Pooled data presented in the present review demonstrate that for most tumours and drugs, simplified methods for data acquisition and analysis (i.e. SUV-based methods) are sufficient. Nevertheless, care should be taken in applying these simplified methods for the evaluation of new drugs. To avoid misinterpretation of results, it is essential that first the simplified methods are validated against full kinetic analyses.

To date, response monitoring using FDG has focussed on changes in FDG uptake early during therapy. It remains to be seen whether the measurement of changes is sufficient for a full assessment of response. A recent study [20] has demonstrated that residual uptake after one course of chemotherapy might be as important as the change from baseline. It is likely that future response criteria will depend both on change in FDG uptake and on residual uptake early during treatment, as the latter also indirectly accounts for baseline FDG uptake, which in several tumours has been shown to carry prognostic information itself. It should be noted that, for multi-centre studies, standardising the method of ROI definition (and scanner performance) is even more important for the measurement of residual FDG uptake than it is for measuring changes in FDG uptake.

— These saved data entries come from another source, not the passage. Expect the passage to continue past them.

PR #69, opened 2016-02-07
Clarification of table headers

blueclock:
I think "number of backups" is clearer as a header because "amount of backups" could imply volume, not quantity.


freekmurze:
You're totally right. Thanks!

freekmurze:
A word to the wise: do not use this code in production (yet). It's not finished and still highly unstable :-)

PR #73, opened 2016-02-24
Add list command

xeno010:
Add new list command: `php artisan backup:list`

> List all backups

unbenannt

### DIFF
--- a/src/BackupServiceProvider.php
+++ b/src/BackupServiceProvider.php
@@ -40,7 +40,13 @@ class BackupServiceProvider extends ServiceProvider
             }
         );
 
-        $this->commands(['command.backup:run', 'command.backup:clean']);
+        $this->app['command.backup:list'] = $this->app->share(
+            function ($app) {
+                return new Commands\ListCommand();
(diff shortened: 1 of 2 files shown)


freekmurze:
Thanks for your contribution. Awesome feature. I'll review it in detail in the coming days.

freekmurze:
Some remarks on the output:
- the "create at" column should be renamed "Created at"
- it think it's better to output just one table for all backups. There should be a column named "Filesystem" that list the name of the filesystem the backup is saved on. 
- the "Expired in" column should be replace by and "Age" column that shows the age in days.

In your code you use several abbreviations like `$col` and `$v`. Please use full variable names, the are easier to read.

Could you make these changes? Then I'll pull.

xeno010:
Thank you very much for your feedback.

I have done all the points.

Here a new screenshot
unbenannt2

freekmurze:
Thanks!

freekmurze:
This code of this PR is included in version `2.10.0`.

PR #216, opened 2014-12-17
Perl Plugin: changed exec in provider 'false' case:

michakrause:
perl -M${module} -e 1 does not work here because of two Problems:

1. $include_dirs is ignored
2. Collectd.pm boundled with collectd uses constants, which are set by the special perl interpreter
   build into collectds perl plugin.
   Without these constants collectd perl modules will not work.

This commit fixes both issues.


michakrause:
fixed

blkperl:
Would it possible to submit some rspec tests? The perl plugin is getting rather complicated and I want to make sure future PRs don't break it.

michakrause:
Sorry, no idea how to do this (yet).

PR #221, opened 2014-12-29
added lvm plugin

sijis:
This add the lvm plugin support.


sijis:
@blkperl just noticed your reply. I've updated the README accordingly.

blkperl:
Thanks @sijis.

PR #222, opened 2015-01-07
arrayify the values and collects

kitchen:
otherwise if you don't pass in an array you get a really awful error :)


nibalizer:
Thanks!

PR #224, opened 2015-01-13
split out the snmp data and hosts into defines

kitchen:
this will make it a lot easier to have a "centralized" collectd snmp
collector that will gather information from network devices and such
which are puppetized but don't run their own collectd :)

### DIFF
--- a/manifests/plugin/snmp.pp
+++ b/manifests/plugin/snmp.pp
@@ -5,8 +5,6 @@ class collectd::plugin::snmp (
   $hosts    = undef,
   $interval = undef,
 ) {
-  validate_hash($data, $hosts)
-
   if $::osfamily == 'Redhat' {
     package { 'collectd-snmp':
       ensure => $ensure,
--- a/manifests/plugin/snmp.pp
+++ b/manifests/plugin/snmp.pp
@@ -1,8 +1,8 @@
 # https://collectd.org/wiki/index.php/Plugin:SNMP
 class collectd::plugin::snmp (
   $ensure   = present,
-  $data     = undef,
-  $hosts    = undef,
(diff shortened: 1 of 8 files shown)


kitchen:
my only thoughts re: changing this would be to move the loading of snmp module out into a lower numbered file, and then put the data configs also < 10, that way you can mix and match between using the params and the defines. Sadly, since the params use capital letters, I can't just wrap those up with create_resources (I tried, sadly did not work)

It would be something like this: 04-snmp-load.conf, 06-snmp-data-<foo>.conf 10-snmp.conf 20-snmp-host-<foo>.conf

txaj:
If I'm not mistaken here we now have both config files generated via parameters (then iterated through in the snmp.conf.erb template) but also defined parameters. 

I invite you to look how I addressed this pattern and avoided that duplication in #168 for postgresql or  #165 for networking
It also "addresses" the order issue

kitchen:
sadly due to the fact that the hash values are [currently](https://github.com/pdxcat/puppet-module-collectd/blob/master/templates/plugin/snmp.conf.erb#L5-L8) [capitalized](https://github.com/pdxcat/puppet-module-collectd/blob/master/templates/plugin/snmp.conf.erb#L13-L17) I can't use `create_resources` in the class to use the defines in the background without breaking backward compatibility :(

The [postgres template](https://github.com/pdxcat/puppet-module-collectd/blob/165815e6d00725ea9b4d6a42d77473529e149b90/templates/postgresql.conf.erb#L7-L34) you changed didn't have that issue, so it was able to be wrapped with `create_resources`

blkperl:
Thanks for the contribution!

PR #226, opened 2015-01-20
java and genericjmx plugins

kitchen:
There's a new global param, which needs to be updated for the other platforms. I only have centos, fedora, debian, ubuntu, and freebsd available to me (main platform is ubuntu, others would be coming from DO boxes) and as far as I can tell genericjmx isn't available for redhat, and java isn't available at all for freebsd, so I'm not overly certain how that should be handled, if there should be a check in the class to see if it's a supported platform or...

Also, I'd love it if someone who is using the collectd java plugin and knows how it behaves when it comes to multiple `<Plugin "java">LoadPlugin "foo" ...` blocks, like if the JVMArg parameter is global across all java plugins, or just that block, or what. The only one I have a need for at the moment is genericjmx, so I tried to make everything generic to support that but there may be some undocumented behavior it does that I'm not aware of since I'm only using one java plugin.

Also, on ubuntu (12.04 anyways) this needs openjdk-6-headless to be installed because it needs that specific jvm's libjvm.so (because they don't have an alternative for libjvm.so, so the package is built against a specific jvm... silly :() so this isn't perfectly drop-in, but I tried :)

I'm all for making changes to this to get this to a mergable state. I am currently using it myself on my ubuntu 12.04 boxes, so it does in fact work, but there's probably a fair amount more work required to get it mergable :)

### DIFF
--- a/manifests/params.pp
+++ b/manifests/params.pp
@@ -20,7 +20,7 @@ class collectd::params {
       $service_name      = 'collectd'
       $config_file       = "${collectd_dir}/collectd.conf"
       $root_group        = 'root'
-      # FIXME: $java_dir
+      $java_dir          = undef
     }
     'Redhat': {
       $package           = 'collectd'
@@ -40,7 +40,7 @@ class collectd::params {
       $service_name      = 'collectd'
       $config_file       = '/etc/collectd.conf'
       $root_group        = 'root'
-      # FIXME: $java_dir
+      $java_dir          = undef
     }
     'FreeBSD': {
       $package           = 'collectd5'
@@ -50,7 +50,7 @@ class collectd::params {
       $service_name      = 'collectd'
       $config_file       = '/usr/local/etc/collectd.conf'
       $root_group        = 'wheel'
-      # FIXME: $java_dir
+      $java_dir          = undef
     }
     'Archlinux': {
       $package           = 'collectd'
@@ -60,7 +60,7 @@ class collectd::params {
       $service_name      = 'collectd'
       $config_file       = '/etc/collectd.conf'
       $root_group        = 'wheel'
-      # FIXME: $java_dir
+      $java_dir          = undef
     }
     'Gentoo': {
       $package           = 'app-admin/collectd'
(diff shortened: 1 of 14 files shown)


kitchen:
weird, travis failed. I'll look at that in a bit.

manifests/params.pp
```diff
@@ -19,6 +20,7 @@
       $service_name      = 'collectd'
       $config_file       = "${collectd_dir}/collectd.conf"
       $root_group        = 'root'
+      # FIXME: $java_dir
```
blkperl: you can set it to undef for now

manifests/params.pp
```diff
@@ -37,6 +40,7 @@
       $service_name      = 'collectd'
       $config_file       = '/etc/collectd.conf'
       $root_group        = 'root'
+      # FIXME: $java_dir
```
blkperl: set to undef

manifests/params.pp
```diff
@@ -46,6 +50,7 @@
       $service_name      = 'collectd'
       $config_file       = '/usr/local/etc/collectd.conf'
       $root_group        = 'wheel'
+      # FIXME: $java_dir
```
blkperl: same as above

blkperl:
Looks good, just need to fix the failing tests

txaj:
I'm not using that plugin but form what I understand from the doc ( https://collectd.org/documentation/manpages/collectd.conf.5.shtml#plugin_java & https://collectd.org/documentation/manpages/collectd-java.5.shtml ) LoadPlugin instantiate the class with the above JVMArg of the block we're talking about. I believe there is a scoping for each <Plugin java> block

kitchen:
If that's the case that's perfect. Maybe I'll turn collect::plugin::java into a define instead of an almost useless class?

-Jeremy

--
Insert PGP signature here.

kitchen:
sorry I have been busy today and not able to work on this. busybusy! :(

kitchen:
weird, the test failures look like they're coming from concat?

```
     [31m  Undefined variable "::id"; Undefined variable "id" at /home/travis/build/pdxcat/puppet-module-collectd/spec/fixtures/modules/concat/manifests/setup.pp:25 on node testing-worker-linux-docker-2d5c3702-3209-linux-5.prod.travis-ci.org[0m

```

kitchen:
oh, I see the problem. missing facts. fixing.

blkperl:
Please update the README.md with docs for the new plugins and then this is ready to merge

blkperl:
Awesome!

PR #228, opened 2015-01-20
plugin/ntpd: IncludeUnitID option only available in collectd > 5.2

x-way:
Fixes `Plugin 'ntpd' did not register for value 'IncludeUnitID'.` warnings on Debian.


txaj:
:+1:

blkperl:
Thanks for the contribution!

PR #241, opened 2015-02-19
allow to disable forwarding in network::server

devfaz:


blkperl:
Thanks for the contribution!

PR #243, opened 2015-02-25
Package collectd-python is no longer available in EPEL

arioch:
```
# yum info collectd-python
Loaded plugins: fastestmirror
Loading mirror speeds from cached hostfile
 * base: ...
 * epel: ...
 * extras: ...
 * updates: ...
Error: No matching Packages to list
```

Feel free to double check:

https://dl.fedoraproject.org/pub/epel/6/x86_64/
https://dl.fedoraproject.org/pub/epel/7/x86_64/c/

### DIFF
--- a/manifests/plugin/python.pp
+++ b/manifests/plugin/python.pp
@@ -11,12 +11,6 @@ define collectd::plugin::python (
 
   validate_hash($config)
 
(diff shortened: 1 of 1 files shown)


nibalizer:
@blkperl how could they do this to us?

PR #244, opened 2015-02-25
Ruby 1.8.7 is deprecated

arioch:
This patch allows the module to be tested on Ruby 1.8.7 but it won't break the build.

### DIFF
--- a/manifests/plugin/python.pp
+++ b/manifests/plugin/python.pp
@@ -11,12 +11,6 @@ define collectd::plugin::python (
 
   validate_hash($config)
 
-  if $::osfamily == 'Redhat' {
-    package { 'collectd-python':
-      ensure => $ensure,
-    }
-  }
-
   $conf_dir = $collectd::params::plugin_conf_dir
 
   # This is deprecated file naming ensuring old style file removed, and should be removed in next major relese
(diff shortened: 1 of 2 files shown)


manifests/plugin/python.pp
```diff
@@ -11,12 +11,6 @@
 
   validate_hash($config)
 
-  if $::osfamily == 'Redhat' {
-    package { 'collectd-python':
-      ensure => $ensure,
-    }
-  }
```
blkperl: Removed from EPEL7? If so then add some logic so it still works on EPEL6 and EPEL5

blkperl:
I think we should drop ruby 1.8.7 if we don't plan to support it, not just mask the errors.

manifests/plugin/python.pp
arioch: It's removed from 5 and 6 as well.

Source:
https://dl.fedoraproject.org/pub/epel/5/x86_64/
https://dl.fedoraproject.org/pub/epel/6/x86_64/
https://dl.fedoraproject.org/pub/epel/7/x86_64/

arioch:
There you go.

blkperl:
Thanks for the contribution!

PR #246, opened 2015-03-17
Allow non-root users to read plugin configuration

daoloth:
as it uses high ports only, collectd can be run as a non-root user.
moreover, collectd.conf is already 0644.
so why making things different for plugins ?

### DIFF
--- a/manifests/init.pp
+++ b/manifests/init.pp
@@ -30,7 +30,7 @@ class collectd(
   file { 'collectd.d':
     ensure  => directory,
     path    => $collectd::params::plugin_conf_dir,
-    mode    => '0750',
+    mode    => '0755',
     owner   => 'root',
     group   => $collectd::params::root_group,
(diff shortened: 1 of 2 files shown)


txaj:
No. There could be passwords all over those files. Basic password in the curl plugin, postgresql passwords in the psotgres plugin, etc. 

You can already change the owner of those files if you want to run collectd as another user as root.

daoloth:
"You can already change the owner of those files"

how ?

txaj:
Sorry I oversold this one ; you cannot do it with the code in place.

daoloth:
I know. Are you interested in a pull request that adds the possibility to change the owner of the configuration files (with root as default) ?

txaj:
@blkperl @nibalizer what do you think ? I personally would not make use of it, I use too much plugin requiring root

PR #899, opened 2019-12-06
modulesync 2.10.1 / Drop FreeBSD 9 & 10 / Add FreeBSD 11 and 12 / Drop Solaris

dhoppe:


bastelfreak:
I had to remove some of the legacy operating systems. They were all end of life and facterdb doesn't ship recent facts for it.

PR #906, opened 2020-02-08
Change all `port` parameters to use `Stdlib::Port`

bastelfreak:
Instead of having a mix of strings and integers, all port parameters
should be using `Stdlib::Port`.

I've also changed some `String`s to `Stdlib::Host`, but none of these
should be breaking changes.

### DIFF
--- a/manifests/plugin/ovs_stats.pp
+++ b/manifests/plugin/ovs_stats.pp
@@ -27,7 +27,7 @@
 #  Defaults to 'collectd-ovs_stats'
 #
 # [*port*]
-#  TCP-port to connect to. Either a service name or a port number may be given.
+#  TCP-port to connect to.
 #
 # [*socket*]
 #  The UNIX domain socket path of OVS DB server JSON-RPC interface used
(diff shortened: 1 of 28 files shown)


bastelfreak:
Replaces https://github.com/voxpupuli/puppet-collectd/pull/870

I created a new PR because I wasn't allowed to push to your branch.

bastelfreak:
Hey people. Would be nice if someone can review and approve this. I would like to wait with the merge until we've some other backwards incompatible changes.

manifests/plugin/ovs_stats.pp
```diff
@@ -27,7 +27,7 @@
 #  Defaults to 'collectd-ovs_stats'
 #
 # [*port*]
-#  TCP-port to connect to. Either a service name or a port number may be given.
+#  TCP-port to connect to.
```
igalic: so this pr is compatibility break

manifests/plugin/postgresql/database.pp
```diff
@@ -2,9 +2,9 @@
 # useful if you have multiple instances of different version of pg
 define collectd::plugin::postgresql::database (
   $ensure       = 'present',
```
igalic: this could use more types ;)

PR #909, opened 2020-02-12
Plugin Mcelog default config

MichalRebisz:
Plugin mcelog default config.


bastelfreak:
@MichalRebisz do you know what the default values form collectd are for those settings? Does this break existing configs for people?

MichalRebisz:
> @MichalRebisz do you know what the default values form collectd are for those settings? Does this break existing configs for people? Also please suqash the commits down to one.

Thous are the values I received as default for mcelog from the collectd team. Whether this breaks exsiting configs for people well it shouldn't since mcelog was added about a week ago but I did not have the default values at that point.

bastelfreak:
thanks for the explanation!

PR #911, opened 2020-02-13
Add pcie_errors plugin

prabiegx:
The pcie_errors plugin collects PCI Express errors from Device Status in Capability structure and from Advanced Error Reporting Extended Capability where available.


manifests/plugin/pcie_errors.pp
```diff
@@ -0,0 +1,15 @@
+class collectd::plugin::pcie_errors (
```
bastelfreak: can you please add puppet-string documentation for the new parameters?

manifests/plugin/pcie_errors.pp
```diff
@@ -0,0 +1,15 @@
...
+  Enum['present', 'absent'] $ensure                   = 'present',
+  Optional[String]          $source                   = 'sysfs',
+  Optional[String]          $access_dir               = undef,
+  Optional[Boolean]         $report_masked            = false,
+  Optional[Boolean]         $persistent_notifications = false,
```
bastelfreak: does Optional make sense here? In most cases undef isn't a useful value for a Boolean variable.

templates/plugin/pcie_errors.conf.epp
```diff
@@ -0,0 +1,14 @@
+<Plugin pcie_errors>
```
bastelfreak: please add a comment like `# THIS FILE IS MANAGED BY PUPPET`

prabiegx: "# Generated by Puppet" line is already generated by Puppet. Test case for default values ensures that this line is present.

manifests/plugin/pcie_errors.pp
prabiegx: I added documentation for the parameters and changed Boolean ones to not be optional.

manifests/plugin/pcie_errors.pp
```diff
@@ -0,0 +1,23 @@
...
+#
+# @param ensure Ensure param for collectd::plugin type.
+# @param source Use sysfs or proc to read data from /sysfs or /proc.
+# @param access_dir Directory used to access device config space.
+# @param report_masked If true plugin will notify about errors that are set to masked in Error Mask register.
+# @param persistent_notifications If false plugin will dispatch notification only on set/clear of error.
+#
+class collectd::plugin::pcie_errors (
+  Enum['present', 'absent'] $ensure                   = 'present',
+  Optional[String]          $source                   = 'sysfs',
```
bastelfreak: We are never able to set $source to undef if it has a default value. We can only change `sysfs`  to another string. Are sysfs and proc the only valid values? In that case we could use an enum here?

templates/plugin/pcie_errors.conf.epp
bastelfreak: ah right, stupid me!

manifests/plugin/pcie_errors.pp
prabiegx: Good point. Values other than sysfs and proc are treated as error. As suggested I changed data type to enum and updated test case.

prabiegx:
It looks like build failed due to one of the configured repositories failing, which seems to be "random" issue not related to this change. @bastelfreak could failing build be repeated?

PR #912, opened 2020-02-14
Add Plugin Log parser

MichalRebisz:
Added log parser plugin.


templates/plugin/log_parser.conf.epp
```diff
@@ -0,0 +1,70 @@
+<%- | Optional $logfile = undef | -%>
```
ghoneycutt: This should have a spec test that shows how the template would be rendered given the default setting. Check out an example at https://github.com/ghoneycutt/puppet-module-bind/blob/master/spec/defines/acl_spec.rb#L22-L47

types/log_parser/logfile.pp
```diff
@@ -0,0 +1,5 @@
+#https://wiki.opnfv.org/display/fastpath/Logparser+plugin+HLD
```
ghoneycutt: The types should have spec tests. Here's an example at https://github.com/sensu/sensu-puppet/blob/master/spec/type_aliases/backend_url_spec.rb

Basically you have two arrays, one of things that should pass and another of things that should fail.

templates/plugin/log_parser.conf.epp
bastelfreak: can you please add a statement like `# THIS FILE IS MANAGED BY PUPPET`?

types/log_parser/logfile.pp
MichalRebisz: Should I use the same approach? Asking since I see it uses shoulda-matchers (If im not mistaken allow_value method is a part of it) Asking since if i'm to use the same approach to testing it I would have to add shoulda-matchers since I dont believe that puppet uses it right now. Or I could go with the approach that is currently example at https://github.com/voxpupuli/puppet-collectd/blob/e1f29e95d3af724eb25b752b16594463c282e7e1/spec/defines/collectd_plugin_snmp_data_spec.rb but that only test if the values are set if im not wrong.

This review only deals with methodology related to the use of FDG PET for response monitoring. As a tracer of metabolism, FDG is not a specific tumour marker. Other tracers (e.g. FLT), probing other tumour characteristics, are in constant development. At present, quantification of clinical data obtained with these tracers can only be achieved by full kinetic analysis. The nuclear medicine community cannot afford to use simplified methods again before they are validated.